STUDY MATERIAL –
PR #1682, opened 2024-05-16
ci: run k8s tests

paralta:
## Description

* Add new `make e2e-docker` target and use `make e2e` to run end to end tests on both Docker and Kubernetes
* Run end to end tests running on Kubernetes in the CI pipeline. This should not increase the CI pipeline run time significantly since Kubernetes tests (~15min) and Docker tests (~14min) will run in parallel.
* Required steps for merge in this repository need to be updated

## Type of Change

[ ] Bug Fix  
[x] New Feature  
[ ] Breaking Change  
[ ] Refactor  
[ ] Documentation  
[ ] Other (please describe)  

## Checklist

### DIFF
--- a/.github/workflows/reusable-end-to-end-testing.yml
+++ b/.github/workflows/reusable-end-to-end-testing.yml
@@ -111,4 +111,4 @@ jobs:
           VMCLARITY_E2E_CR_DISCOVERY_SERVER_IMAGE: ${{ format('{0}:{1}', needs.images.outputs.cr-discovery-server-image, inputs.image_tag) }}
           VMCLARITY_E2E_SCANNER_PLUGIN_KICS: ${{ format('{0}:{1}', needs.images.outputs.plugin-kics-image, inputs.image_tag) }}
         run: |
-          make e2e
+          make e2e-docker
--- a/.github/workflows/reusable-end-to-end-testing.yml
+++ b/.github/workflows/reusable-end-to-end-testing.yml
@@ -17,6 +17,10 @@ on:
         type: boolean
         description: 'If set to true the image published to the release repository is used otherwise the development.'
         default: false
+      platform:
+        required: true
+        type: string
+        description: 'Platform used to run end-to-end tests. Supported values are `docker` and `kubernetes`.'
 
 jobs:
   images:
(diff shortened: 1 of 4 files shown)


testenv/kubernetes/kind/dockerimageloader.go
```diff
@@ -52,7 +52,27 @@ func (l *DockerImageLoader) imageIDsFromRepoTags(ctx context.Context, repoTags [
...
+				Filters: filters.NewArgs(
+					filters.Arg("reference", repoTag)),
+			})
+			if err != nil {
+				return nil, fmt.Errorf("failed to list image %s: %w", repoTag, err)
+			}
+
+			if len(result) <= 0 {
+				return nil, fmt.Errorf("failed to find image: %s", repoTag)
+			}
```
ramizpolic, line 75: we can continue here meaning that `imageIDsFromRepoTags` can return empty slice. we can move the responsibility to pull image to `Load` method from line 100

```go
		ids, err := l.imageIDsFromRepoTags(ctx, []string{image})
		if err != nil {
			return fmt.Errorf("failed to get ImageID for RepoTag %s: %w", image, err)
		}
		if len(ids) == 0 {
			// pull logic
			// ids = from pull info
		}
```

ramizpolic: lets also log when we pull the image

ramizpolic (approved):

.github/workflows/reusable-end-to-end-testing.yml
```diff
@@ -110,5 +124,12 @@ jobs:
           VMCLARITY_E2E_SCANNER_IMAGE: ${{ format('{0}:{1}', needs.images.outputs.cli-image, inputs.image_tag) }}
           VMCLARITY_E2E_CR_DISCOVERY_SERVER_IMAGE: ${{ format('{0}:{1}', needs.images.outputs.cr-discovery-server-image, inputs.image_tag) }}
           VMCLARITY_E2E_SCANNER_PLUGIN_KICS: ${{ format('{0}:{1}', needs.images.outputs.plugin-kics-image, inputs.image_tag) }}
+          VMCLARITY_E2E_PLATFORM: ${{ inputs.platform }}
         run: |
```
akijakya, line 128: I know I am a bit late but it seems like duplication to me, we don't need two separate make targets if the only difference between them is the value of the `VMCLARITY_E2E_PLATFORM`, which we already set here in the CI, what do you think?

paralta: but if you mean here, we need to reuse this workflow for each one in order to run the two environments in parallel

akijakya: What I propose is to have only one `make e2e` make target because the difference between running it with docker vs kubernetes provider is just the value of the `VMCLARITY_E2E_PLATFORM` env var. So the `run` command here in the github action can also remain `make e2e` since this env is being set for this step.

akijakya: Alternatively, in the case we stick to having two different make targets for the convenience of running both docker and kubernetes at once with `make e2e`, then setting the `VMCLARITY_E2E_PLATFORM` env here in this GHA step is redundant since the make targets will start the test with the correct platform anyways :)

HOW TO COMPLETE THIS TASK –
The response must contain every entry, each one identical to the original.

RESULT FOR THIS TASK –
PR #1682, opened 2024-05-16
ci: run k8s tests

paralta:
## Description

* Add new `make e2e-docker` target and use `make e2e` to run end to end tests on both Docker and Kubernetes
* Run end to end tests running on Kubernetes in the CI pipeline. This should not increase the CI pipeline run time significantly since Kubernetes tests (~15min) and Docker tests (~14min) will run in parallel.
* Required steps for merge in this repository need to be updated

## Type of Change

[ ] Bug Fix  
[x] New Feature  
[ ] Breaking Change  
[ ] Refactor  
[ ] Documentation  
[ ] Other (please describe)  

## Checklist

### DIFF
--- a/.github/workflows/reusable-end-to-end-testing.yml
+++ b/.github/workflows/reusable-end-to-end-testing.yml
@@ -111,4 +111,4 @@ jobs:
           VMCLARITY_E2E_CR_DISCOVERY_SERVER_IMAGE: ${{ format('{0}:{1}', needs.images.outputs.cr-discovery-server-image, inputs.image_tag) }}
           VMCLARITY_E2E_SCANNER_PLUGIN_KICS: ${{ format('{0}:{1}', needs.images.outputs.plugin-kics-image, inputs.image_tag) }}
         run: |
-          make e2e
+          make e2e-docker
--- a/.github/workflows/reusable-end-to-end-testing.yml
+++ b/.github/workflows/reusable-end-to-end-testing.yml
@@ -17,6 +17,10 @@ on:
         type: boolean
         description: 'If set to true the image published to the release repository is used otherwise the development.'
         default: false
+      platform:
+        required: true
+        type: string
+        description: 'Platform used to run end-to-end tests. Supported values are `docker` and `kubernetes`.'
 
 jobs:
   images:
(diff shortened: 1 of 4 files shown)


testenv/kubernetes/kind/dockerimageloader.go
```diff
@@ -52,7 +52,27 @@ func (l *DockerImageLoader) imageIDsFromRepoTags(ctx context.Context, repoTags [
...
+				Filters: filters.NewArgs(
+					filters.Arg("reference", repoTag)),
+			})
+			if err != nil {
+				return nil, fmt.Errorf("failed to list image %s: %w", repoTag, err)
+			}
+
+			if len(result) <= 0 {
+				return nil, fmt.Errorf("failed to find image: %s", repoTag)
+			}
```
ramizpolic, line 75: we can continue here meaning that `imageIDsFromRepoTags` can return empty slice. we can move the responsibility to pull image to `Load` method from line 100

```go
		ids, err := l.imageIDsFromRepoTags(ctx, []string{image})
		if err != nil {
			return fmt.Errorf("failed to get ImageID for RepoTag %s: %w", image, err)
		}
		if len(ids) == 0 {
			// pull logic
			// ids = from pull info
		}
```

ramizpolic: lets also log when we pull the image

ramizpolic (approved):

.github/workflows/reusable-end-to-end-testing.yml
```diff
@@ -110,5 +124,12 @@ jobs:
           VMCLARITY_E2E_SCANNER_IMAGE: ${{ format('{0}:{1}', needs.images.outputs.cli-image, inputs.image_tag) }}
           VMCLARITY_E2E_CR_DISCOVERY_SERVER_IMAGE: ${{ format('{0}:{1}', needs.images.outputs.cr-discovery-server-image, inputs.image_tag) }}
           VMCLARITY_E2E_SCANNER_PLUGIN_KICS: ${{ format('{0}:{1}', needs.images.outputs.plugin-kics-image, inputs.image_tag) }}
+          VMCLARITY_E2E_PLATFORM: ${{ inputs.platform }}
         run: |
```
akijakya, line 128: I know I am a bit late but it seems like duplication to me, we don't need two separate make targets if the only difference between them is the value of the `VMCLARITY_E2E_PLATFORM`, which we already set here in the CI, what do you think?

paralta: but if you mean here, we need to reuse this workflow for each one in order to run the two environments in parallel

akijakya: What I propose is to have only one `make e2e` make target because the difference between running it with docker vs kubernetes provider is just the value of the `VMCLARITY_E2E_PLATFORM` env var. So the `run` command here in the github action can also remain `make e2e` since this env is being set for this step.

akijakya: Alternatively, in the case we stick to having two different make targets for the convenience of running both docker and kubernetes at once with `make e2e`, then setting the `VMCLARITY_E2E_PLATFORM` env here in this GHA step is redundant since the make targets will start the test with the correct platform anyways :)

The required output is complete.